Hi Steve,
Thank you for these updates.
I had been hoping that something would be added to the paper regarding consequences for
h-char-sequence and q-char-sequence in #include directives.
Best wishes,
Peter
From: SG16 <sg16-bounces@lists.isocpp.org>
On Behalf Of Steve Downey via SG16
Sent: 27 April 2022 05:39
To: SG16 <sg16@lists.isocpp.org>
Cc: Steve Downey <sdowney@gmail.com>
Subject: [SG16] Updated D2558 : "Add @, $, and ` to the basic character set"
EXTERNAL MAIL
Uploaded : https://isocpp.org/files/papers/D2558R1.html
New section with implications and consequences,
Please ignore the {add} green below, I've given up fighting between markdown, html, the paper system and gmail for the evening.

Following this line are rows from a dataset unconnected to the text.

PR #1153, opened 2022-11-17
Fix SEGV when give invalid object to `variables`.

ksss:
I found another pattern to SEGV.

```rb
RBS::Parser.parse_type("bool", variables: 1)
```

This patch raises a `TypeError` and produces the following message

```
wrong argument type Integer (must be array or nil) (TypeError)
```

### DIFF
--- a/ext/rbs_extension/parserstate.c
+++ b/ext/rbs_extension/parserstate.c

Because this proposal is not making these characters available for syntactic purposes, the changes are limited to how these
characters encoded today, or are represented in source.
Adding these characters to the basic character set means these will have to be encoded in a single byte, with positive
value when used as a char. This is true for all POSIX encoded character sets, as @, $, and ` are part of the
portable character set. This also implies they are available in all POSIX locales, and in particular the “POSIX” locale, which is equivalent to the “C” locale. [POSIX] See 6.
Character Set
A locale that does not provide for these characters would be non-conforming. Interpreting the literal encoding in any encoded
character set, including the “C” LC_CTYPE character set if it does not match the literal encoding, is already at best unspecified. Substitution ciphers are apparently conforming, although misleading. There is a long history of interpreting the Yen sign, ¥,
as a path separator on Windows exactly because of these encoding aliasing issues.
There is a rule that characters in the basic character set may not be expressed as UCNs, unless inside a character or sting
literal. For C there are issues for characters in comments. This is not the case for C++. In non-comment contexts, these characters are currently not allowed in portable source, so the spelling of the character is irrelevant.
For extensions that allow, for example, $ in identifiers, no one outside of compiler test suites, is using a UCN to spell
that.
This should break no C++ source.
C++ places no constraints on source encoding. The closest we have is the in-flight requirement that implementations that
accept files be required to accept UTF-8, and UTF-8 encodes these characters.